*Assignment*. Records follow. Select each line holding "submissionDateAsString".

%%

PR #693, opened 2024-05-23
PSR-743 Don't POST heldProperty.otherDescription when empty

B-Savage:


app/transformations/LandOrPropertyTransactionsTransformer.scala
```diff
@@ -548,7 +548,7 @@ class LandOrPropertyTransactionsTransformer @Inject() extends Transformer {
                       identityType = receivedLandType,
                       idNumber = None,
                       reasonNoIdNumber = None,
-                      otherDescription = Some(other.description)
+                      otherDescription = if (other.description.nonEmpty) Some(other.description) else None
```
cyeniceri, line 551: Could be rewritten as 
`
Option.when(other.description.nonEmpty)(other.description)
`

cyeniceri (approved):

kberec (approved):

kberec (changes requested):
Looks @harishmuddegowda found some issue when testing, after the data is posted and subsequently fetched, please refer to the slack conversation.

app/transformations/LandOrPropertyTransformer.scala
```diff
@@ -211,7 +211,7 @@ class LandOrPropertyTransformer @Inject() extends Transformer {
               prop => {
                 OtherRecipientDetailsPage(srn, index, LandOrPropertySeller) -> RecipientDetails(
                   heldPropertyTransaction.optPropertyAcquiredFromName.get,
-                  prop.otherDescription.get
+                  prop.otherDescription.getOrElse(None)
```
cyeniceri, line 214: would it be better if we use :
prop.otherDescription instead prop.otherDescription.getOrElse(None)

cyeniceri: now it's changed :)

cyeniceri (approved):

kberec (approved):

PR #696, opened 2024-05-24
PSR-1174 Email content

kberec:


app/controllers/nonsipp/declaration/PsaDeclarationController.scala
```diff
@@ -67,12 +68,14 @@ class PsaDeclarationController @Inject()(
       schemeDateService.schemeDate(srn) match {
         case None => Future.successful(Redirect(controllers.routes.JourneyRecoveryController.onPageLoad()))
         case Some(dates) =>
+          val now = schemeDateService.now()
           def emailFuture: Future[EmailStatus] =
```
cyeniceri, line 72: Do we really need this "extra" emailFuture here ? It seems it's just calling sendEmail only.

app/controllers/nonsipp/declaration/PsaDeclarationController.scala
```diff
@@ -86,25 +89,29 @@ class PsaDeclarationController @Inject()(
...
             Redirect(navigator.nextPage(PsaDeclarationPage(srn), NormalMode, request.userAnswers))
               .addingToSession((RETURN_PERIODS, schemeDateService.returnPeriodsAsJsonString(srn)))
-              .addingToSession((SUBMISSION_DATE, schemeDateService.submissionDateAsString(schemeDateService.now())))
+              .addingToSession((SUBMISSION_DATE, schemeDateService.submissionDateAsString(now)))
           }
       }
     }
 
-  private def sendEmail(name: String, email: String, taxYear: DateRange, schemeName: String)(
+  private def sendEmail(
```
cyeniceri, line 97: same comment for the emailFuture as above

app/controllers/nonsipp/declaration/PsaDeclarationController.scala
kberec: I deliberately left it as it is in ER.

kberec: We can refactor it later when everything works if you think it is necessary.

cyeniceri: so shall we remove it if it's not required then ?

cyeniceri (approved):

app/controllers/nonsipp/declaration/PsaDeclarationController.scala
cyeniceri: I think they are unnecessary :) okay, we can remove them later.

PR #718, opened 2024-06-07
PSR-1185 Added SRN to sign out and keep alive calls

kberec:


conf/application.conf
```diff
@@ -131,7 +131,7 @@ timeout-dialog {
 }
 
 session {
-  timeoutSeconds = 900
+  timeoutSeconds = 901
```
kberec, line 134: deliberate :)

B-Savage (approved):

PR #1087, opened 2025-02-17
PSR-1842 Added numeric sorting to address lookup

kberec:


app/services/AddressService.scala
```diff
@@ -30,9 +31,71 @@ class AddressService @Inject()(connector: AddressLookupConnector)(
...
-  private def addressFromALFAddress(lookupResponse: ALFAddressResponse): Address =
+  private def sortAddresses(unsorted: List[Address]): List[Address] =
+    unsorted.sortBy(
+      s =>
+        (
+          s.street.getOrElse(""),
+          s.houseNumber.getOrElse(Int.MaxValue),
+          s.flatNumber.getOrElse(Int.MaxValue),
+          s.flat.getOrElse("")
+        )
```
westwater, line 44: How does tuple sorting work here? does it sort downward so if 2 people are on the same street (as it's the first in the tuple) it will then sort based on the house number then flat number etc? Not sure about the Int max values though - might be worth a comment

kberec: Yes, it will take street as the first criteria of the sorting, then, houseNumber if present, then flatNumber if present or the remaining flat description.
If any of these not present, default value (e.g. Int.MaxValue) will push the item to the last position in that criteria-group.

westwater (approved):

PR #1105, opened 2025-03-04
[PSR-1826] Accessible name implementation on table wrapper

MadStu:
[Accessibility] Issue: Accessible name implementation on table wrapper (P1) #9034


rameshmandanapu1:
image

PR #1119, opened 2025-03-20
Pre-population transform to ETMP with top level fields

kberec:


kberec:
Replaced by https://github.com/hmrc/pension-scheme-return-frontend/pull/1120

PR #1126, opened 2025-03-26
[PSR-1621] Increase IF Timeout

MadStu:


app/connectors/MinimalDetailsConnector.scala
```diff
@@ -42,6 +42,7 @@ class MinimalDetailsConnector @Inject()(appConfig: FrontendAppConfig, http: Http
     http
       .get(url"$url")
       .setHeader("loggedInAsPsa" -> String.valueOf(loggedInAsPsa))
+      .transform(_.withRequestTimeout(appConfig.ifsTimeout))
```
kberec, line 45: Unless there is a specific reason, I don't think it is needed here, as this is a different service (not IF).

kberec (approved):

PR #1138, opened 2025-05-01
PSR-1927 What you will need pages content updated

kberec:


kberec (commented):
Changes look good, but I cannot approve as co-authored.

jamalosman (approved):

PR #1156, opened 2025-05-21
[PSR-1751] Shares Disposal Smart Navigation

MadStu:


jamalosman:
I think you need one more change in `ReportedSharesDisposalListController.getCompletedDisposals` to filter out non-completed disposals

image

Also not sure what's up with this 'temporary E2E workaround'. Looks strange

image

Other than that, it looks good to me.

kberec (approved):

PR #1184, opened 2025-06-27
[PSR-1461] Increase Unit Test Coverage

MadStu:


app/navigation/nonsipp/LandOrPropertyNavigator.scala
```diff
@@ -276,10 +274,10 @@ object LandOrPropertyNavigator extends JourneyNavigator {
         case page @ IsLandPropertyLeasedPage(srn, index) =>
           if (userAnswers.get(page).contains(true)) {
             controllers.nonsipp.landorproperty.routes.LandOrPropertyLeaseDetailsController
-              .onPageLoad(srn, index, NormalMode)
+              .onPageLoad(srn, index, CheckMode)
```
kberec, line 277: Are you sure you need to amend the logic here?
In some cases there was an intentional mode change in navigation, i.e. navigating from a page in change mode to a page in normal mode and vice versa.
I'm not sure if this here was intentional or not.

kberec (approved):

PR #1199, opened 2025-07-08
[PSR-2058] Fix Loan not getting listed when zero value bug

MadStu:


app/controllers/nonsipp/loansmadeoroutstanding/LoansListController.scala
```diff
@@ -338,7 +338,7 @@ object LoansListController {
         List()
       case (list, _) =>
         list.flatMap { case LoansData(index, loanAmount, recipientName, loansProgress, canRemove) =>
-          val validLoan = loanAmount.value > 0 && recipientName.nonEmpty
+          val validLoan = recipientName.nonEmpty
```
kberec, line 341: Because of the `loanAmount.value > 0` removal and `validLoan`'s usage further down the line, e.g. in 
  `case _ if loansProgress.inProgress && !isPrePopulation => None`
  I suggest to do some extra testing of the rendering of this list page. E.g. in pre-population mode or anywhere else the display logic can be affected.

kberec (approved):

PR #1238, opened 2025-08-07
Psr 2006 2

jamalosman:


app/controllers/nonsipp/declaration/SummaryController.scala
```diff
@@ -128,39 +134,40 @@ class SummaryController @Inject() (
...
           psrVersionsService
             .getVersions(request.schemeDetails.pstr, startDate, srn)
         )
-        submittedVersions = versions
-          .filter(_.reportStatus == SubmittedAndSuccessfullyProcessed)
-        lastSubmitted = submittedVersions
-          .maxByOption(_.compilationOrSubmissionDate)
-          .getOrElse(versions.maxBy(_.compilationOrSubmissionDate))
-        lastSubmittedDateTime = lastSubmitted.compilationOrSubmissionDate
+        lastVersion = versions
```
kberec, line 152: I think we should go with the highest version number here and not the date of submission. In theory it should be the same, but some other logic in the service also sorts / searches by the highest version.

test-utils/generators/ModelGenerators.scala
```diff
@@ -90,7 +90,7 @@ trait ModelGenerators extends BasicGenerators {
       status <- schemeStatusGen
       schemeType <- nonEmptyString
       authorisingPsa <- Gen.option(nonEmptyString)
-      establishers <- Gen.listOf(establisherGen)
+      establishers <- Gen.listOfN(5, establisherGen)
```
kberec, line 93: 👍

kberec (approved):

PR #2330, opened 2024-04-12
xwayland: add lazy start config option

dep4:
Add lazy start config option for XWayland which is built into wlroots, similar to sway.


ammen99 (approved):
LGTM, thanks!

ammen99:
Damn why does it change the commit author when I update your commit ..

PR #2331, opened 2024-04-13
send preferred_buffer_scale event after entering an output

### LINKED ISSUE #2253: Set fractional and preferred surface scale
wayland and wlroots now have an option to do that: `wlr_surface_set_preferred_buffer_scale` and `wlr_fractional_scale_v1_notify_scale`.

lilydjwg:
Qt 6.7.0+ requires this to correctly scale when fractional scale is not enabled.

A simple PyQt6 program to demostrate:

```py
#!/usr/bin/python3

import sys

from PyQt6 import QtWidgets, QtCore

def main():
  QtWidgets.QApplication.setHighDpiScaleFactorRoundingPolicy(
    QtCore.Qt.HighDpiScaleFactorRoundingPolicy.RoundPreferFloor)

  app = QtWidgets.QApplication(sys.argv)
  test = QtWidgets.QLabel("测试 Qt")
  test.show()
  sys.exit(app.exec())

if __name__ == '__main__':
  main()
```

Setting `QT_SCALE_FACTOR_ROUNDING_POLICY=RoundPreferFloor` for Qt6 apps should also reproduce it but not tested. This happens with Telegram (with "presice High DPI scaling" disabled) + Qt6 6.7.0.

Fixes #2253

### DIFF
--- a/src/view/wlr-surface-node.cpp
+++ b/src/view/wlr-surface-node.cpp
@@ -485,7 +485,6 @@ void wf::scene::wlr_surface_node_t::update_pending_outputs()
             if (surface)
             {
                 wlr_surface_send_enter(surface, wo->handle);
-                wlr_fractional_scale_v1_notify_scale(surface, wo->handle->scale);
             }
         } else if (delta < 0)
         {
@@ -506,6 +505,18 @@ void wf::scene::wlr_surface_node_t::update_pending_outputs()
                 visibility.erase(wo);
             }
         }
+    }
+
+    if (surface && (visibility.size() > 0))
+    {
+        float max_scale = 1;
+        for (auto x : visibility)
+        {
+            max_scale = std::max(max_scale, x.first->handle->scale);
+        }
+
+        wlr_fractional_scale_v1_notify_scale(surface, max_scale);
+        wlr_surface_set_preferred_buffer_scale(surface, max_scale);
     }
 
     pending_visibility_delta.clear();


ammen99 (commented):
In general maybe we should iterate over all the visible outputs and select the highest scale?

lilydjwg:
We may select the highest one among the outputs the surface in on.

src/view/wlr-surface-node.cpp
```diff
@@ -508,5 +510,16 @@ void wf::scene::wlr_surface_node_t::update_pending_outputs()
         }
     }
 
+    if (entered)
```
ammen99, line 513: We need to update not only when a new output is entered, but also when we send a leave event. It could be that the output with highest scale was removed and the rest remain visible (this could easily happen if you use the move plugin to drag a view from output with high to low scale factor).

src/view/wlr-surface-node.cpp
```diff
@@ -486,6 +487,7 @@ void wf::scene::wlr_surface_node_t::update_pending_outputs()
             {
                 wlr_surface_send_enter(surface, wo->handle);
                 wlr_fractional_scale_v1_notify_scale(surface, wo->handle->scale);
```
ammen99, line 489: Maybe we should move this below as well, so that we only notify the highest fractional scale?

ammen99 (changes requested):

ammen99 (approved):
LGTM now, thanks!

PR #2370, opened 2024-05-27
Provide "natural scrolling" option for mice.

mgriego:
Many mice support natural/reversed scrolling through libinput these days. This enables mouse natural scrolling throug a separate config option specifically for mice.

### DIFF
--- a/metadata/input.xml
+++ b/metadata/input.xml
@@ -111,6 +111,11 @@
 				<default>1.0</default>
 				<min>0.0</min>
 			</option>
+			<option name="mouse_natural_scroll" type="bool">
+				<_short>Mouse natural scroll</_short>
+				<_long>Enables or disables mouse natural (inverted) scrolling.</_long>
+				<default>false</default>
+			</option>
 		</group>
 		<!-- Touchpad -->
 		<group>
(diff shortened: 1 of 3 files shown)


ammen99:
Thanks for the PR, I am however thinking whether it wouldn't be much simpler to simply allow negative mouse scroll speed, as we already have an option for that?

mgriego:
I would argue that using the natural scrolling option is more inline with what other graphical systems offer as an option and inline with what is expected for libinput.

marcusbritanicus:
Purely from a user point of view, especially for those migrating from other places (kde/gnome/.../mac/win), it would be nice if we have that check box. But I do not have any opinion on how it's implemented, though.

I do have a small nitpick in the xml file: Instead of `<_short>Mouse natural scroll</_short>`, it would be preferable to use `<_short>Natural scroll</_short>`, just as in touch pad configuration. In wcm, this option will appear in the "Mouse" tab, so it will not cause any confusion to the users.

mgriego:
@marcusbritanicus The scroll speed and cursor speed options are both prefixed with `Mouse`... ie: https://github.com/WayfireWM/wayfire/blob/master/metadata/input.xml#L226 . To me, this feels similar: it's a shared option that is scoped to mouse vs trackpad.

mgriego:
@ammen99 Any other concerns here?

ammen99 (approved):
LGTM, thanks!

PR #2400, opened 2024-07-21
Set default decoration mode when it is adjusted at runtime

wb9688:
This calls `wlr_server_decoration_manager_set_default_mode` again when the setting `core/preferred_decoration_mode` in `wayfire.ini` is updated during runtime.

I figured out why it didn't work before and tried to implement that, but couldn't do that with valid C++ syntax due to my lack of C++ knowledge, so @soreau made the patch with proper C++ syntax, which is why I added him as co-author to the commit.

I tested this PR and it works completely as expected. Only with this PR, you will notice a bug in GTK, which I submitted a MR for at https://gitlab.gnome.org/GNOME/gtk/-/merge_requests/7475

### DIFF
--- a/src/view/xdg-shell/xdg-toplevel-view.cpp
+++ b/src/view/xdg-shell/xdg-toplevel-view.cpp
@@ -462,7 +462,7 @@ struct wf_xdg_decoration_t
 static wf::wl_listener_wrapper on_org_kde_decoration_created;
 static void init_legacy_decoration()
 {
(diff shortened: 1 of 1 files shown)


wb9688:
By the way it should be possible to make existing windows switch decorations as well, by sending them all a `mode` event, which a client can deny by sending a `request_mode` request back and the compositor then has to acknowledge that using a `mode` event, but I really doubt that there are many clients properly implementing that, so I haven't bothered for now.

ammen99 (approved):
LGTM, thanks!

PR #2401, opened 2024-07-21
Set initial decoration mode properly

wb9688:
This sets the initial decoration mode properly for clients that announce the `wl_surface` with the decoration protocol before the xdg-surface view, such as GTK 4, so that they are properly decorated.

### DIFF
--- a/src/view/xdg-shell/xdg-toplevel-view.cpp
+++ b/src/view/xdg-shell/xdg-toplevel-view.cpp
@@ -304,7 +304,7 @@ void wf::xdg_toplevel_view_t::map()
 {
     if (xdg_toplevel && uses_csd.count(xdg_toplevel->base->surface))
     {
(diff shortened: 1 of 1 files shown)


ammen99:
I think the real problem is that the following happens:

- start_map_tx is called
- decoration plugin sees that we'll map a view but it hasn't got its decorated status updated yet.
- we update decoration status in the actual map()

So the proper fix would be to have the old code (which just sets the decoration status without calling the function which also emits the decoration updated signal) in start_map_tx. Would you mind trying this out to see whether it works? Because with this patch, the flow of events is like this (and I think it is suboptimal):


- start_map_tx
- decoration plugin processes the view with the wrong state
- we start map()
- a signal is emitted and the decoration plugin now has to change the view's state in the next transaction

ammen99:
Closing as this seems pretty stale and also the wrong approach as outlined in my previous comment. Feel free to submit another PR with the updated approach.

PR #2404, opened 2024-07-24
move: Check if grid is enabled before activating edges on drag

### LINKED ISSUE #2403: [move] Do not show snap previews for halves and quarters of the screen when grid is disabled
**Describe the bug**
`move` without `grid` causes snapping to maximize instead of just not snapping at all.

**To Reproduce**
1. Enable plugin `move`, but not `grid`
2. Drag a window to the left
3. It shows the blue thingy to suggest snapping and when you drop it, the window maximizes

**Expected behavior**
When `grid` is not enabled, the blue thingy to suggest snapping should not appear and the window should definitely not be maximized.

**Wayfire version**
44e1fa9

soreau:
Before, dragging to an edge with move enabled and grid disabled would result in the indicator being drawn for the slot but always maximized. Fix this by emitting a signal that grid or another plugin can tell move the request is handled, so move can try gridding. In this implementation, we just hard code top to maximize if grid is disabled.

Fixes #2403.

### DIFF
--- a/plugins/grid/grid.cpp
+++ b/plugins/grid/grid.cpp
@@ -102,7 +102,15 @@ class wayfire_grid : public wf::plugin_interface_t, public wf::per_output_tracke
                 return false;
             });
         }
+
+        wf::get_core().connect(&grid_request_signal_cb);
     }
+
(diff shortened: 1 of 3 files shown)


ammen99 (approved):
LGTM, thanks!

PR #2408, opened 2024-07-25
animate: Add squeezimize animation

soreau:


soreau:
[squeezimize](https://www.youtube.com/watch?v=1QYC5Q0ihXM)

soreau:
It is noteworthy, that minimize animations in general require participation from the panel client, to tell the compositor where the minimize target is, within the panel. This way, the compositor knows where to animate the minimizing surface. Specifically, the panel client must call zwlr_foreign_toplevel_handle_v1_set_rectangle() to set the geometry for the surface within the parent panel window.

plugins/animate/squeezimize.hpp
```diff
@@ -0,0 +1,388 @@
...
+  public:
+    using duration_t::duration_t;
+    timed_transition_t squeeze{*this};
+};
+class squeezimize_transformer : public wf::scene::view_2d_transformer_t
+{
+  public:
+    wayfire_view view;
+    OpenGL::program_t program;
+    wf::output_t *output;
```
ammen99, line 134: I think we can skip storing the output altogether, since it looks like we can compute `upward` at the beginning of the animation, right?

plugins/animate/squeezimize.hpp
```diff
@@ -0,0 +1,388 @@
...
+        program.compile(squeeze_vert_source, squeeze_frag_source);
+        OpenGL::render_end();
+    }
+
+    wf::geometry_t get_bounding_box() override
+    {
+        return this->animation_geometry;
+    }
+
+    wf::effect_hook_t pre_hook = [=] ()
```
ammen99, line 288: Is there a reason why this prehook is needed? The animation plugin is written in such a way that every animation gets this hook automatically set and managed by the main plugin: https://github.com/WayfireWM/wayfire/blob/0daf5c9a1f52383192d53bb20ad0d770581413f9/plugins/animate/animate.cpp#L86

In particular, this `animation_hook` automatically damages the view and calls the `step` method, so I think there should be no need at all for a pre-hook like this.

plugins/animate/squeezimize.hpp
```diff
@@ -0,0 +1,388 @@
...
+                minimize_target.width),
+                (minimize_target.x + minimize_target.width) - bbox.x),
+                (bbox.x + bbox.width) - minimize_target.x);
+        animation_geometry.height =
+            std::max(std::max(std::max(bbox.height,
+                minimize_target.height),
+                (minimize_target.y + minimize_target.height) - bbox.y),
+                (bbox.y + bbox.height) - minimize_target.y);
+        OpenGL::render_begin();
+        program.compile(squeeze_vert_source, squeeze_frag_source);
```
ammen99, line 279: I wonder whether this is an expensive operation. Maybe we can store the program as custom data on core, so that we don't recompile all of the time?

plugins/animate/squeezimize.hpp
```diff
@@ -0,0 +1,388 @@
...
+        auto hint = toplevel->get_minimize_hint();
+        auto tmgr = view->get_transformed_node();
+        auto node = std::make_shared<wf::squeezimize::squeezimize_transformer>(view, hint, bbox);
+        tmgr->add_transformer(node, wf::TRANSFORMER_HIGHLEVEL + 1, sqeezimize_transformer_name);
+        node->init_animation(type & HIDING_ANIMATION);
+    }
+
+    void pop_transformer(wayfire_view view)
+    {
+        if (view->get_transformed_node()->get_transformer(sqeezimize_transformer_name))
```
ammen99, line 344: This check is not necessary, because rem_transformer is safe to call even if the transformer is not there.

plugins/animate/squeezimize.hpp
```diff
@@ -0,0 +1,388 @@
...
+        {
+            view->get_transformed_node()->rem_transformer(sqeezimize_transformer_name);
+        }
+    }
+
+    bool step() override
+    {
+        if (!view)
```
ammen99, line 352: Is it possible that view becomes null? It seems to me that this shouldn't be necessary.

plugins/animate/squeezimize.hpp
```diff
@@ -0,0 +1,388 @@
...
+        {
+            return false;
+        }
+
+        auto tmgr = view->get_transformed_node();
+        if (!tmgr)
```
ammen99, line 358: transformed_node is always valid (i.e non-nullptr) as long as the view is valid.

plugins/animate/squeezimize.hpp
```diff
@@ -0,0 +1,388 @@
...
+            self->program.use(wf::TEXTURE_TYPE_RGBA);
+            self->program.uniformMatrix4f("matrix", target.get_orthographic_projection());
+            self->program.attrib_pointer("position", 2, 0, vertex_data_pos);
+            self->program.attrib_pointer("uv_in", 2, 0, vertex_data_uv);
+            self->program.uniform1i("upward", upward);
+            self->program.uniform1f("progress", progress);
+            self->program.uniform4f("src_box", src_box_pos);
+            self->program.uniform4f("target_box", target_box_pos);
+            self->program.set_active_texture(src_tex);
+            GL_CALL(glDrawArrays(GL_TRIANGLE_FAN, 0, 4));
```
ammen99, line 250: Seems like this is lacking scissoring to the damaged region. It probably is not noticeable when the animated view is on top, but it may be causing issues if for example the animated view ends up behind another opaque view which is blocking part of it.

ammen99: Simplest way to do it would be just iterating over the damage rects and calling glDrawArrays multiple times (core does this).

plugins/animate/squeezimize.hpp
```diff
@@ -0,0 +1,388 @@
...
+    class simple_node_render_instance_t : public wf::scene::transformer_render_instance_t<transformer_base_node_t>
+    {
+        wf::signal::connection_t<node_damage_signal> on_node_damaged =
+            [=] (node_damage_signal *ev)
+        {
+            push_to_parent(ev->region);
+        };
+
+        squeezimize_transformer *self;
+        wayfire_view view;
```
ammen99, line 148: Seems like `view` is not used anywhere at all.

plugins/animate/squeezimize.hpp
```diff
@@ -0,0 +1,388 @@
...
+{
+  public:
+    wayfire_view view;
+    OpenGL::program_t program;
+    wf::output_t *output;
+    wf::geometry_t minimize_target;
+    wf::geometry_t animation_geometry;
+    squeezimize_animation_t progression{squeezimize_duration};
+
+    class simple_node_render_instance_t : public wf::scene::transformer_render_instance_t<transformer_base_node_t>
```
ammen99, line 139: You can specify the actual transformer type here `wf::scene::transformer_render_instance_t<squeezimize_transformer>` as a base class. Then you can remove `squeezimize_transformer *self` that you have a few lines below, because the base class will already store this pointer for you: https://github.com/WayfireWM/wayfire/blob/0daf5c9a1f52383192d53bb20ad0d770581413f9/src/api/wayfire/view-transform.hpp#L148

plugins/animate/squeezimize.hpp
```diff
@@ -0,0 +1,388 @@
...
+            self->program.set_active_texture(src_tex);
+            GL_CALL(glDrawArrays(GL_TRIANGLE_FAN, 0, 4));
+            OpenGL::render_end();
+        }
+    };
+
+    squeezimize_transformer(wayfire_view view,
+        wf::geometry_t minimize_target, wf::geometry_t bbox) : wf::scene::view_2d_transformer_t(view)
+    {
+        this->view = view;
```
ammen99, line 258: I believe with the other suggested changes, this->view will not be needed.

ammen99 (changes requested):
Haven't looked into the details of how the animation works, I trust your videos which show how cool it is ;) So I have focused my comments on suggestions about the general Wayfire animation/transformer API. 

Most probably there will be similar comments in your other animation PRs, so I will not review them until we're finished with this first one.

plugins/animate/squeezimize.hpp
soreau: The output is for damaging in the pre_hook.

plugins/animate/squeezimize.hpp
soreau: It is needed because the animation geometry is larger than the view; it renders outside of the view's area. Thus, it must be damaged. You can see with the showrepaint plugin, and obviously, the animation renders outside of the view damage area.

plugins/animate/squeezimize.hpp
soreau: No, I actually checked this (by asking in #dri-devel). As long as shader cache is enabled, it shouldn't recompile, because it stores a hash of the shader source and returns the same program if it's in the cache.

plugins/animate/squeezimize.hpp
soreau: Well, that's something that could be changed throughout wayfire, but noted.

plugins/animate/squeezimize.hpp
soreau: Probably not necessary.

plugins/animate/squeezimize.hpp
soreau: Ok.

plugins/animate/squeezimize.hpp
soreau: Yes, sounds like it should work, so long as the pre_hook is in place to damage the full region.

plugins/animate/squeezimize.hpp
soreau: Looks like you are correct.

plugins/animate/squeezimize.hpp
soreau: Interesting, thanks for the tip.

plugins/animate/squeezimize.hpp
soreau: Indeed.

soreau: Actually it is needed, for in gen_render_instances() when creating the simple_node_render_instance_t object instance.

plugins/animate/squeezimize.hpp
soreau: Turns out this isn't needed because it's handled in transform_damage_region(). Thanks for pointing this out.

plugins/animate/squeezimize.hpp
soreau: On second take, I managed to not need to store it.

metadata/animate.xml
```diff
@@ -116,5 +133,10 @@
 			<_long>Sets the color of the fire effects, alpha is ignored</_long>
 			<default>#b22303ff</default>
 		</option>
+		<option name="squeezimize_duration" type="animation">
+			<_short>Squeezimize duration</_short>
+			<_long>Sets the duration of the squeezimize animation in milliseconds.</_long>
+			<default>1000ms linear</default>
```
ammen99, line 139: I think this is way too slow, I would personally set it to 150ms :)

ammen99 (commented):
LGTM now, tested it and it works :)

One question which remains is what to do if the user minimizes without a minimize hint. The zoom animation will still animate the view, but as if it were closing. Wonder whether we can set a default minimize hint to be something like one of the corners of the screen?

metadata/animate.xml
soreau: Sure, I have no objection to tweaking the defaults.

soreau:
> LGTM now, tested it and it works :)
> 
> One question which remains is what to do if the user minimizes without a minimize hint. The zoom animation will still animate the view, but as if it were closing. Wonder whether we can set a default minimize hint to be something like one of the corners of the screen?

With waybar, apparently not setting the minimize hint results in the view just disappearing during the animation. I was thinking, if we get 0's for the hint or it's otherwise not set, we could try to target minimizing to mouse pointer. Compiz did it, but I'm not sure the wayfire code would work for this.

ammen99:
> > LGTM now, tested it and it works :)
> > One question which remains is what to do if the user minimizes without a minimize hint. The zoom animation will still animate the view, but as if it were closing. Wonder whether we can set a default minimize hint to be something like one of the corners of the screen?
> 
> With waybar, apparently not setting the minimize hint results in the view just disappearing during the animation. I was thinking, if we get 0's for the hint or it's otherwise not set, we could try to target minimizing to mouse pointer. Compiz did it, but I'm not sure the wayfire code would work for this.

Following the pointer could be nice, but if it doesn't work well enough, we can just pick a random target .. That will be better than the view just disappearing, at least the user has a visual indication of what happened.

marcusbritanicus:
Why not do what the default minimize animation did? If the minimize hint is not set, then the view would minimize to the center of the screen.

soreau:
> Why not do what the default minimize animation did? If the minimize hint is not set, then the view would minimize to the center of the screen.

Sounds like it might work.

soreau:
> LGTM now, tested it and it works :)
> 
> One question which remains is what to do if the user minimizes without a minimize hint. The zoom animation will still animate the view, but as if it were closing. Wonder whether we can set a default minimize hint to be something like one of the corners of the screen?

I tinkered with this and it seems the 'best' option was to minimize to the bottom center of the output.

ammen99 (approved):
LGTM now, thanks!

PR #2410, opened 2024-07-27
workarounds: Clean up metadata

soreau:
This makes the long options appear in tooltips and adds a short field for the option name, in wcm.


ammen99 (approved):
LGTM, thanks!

%%

*Problem solution*.
-              .addingToSession((SUBMISSION_DATE, schemeDateService.submissionDateAsString(schemeDateService.now())))
+              .addingToSession((SUBMISSION_DATE, schemeDateService.submissionDateAsString(now)))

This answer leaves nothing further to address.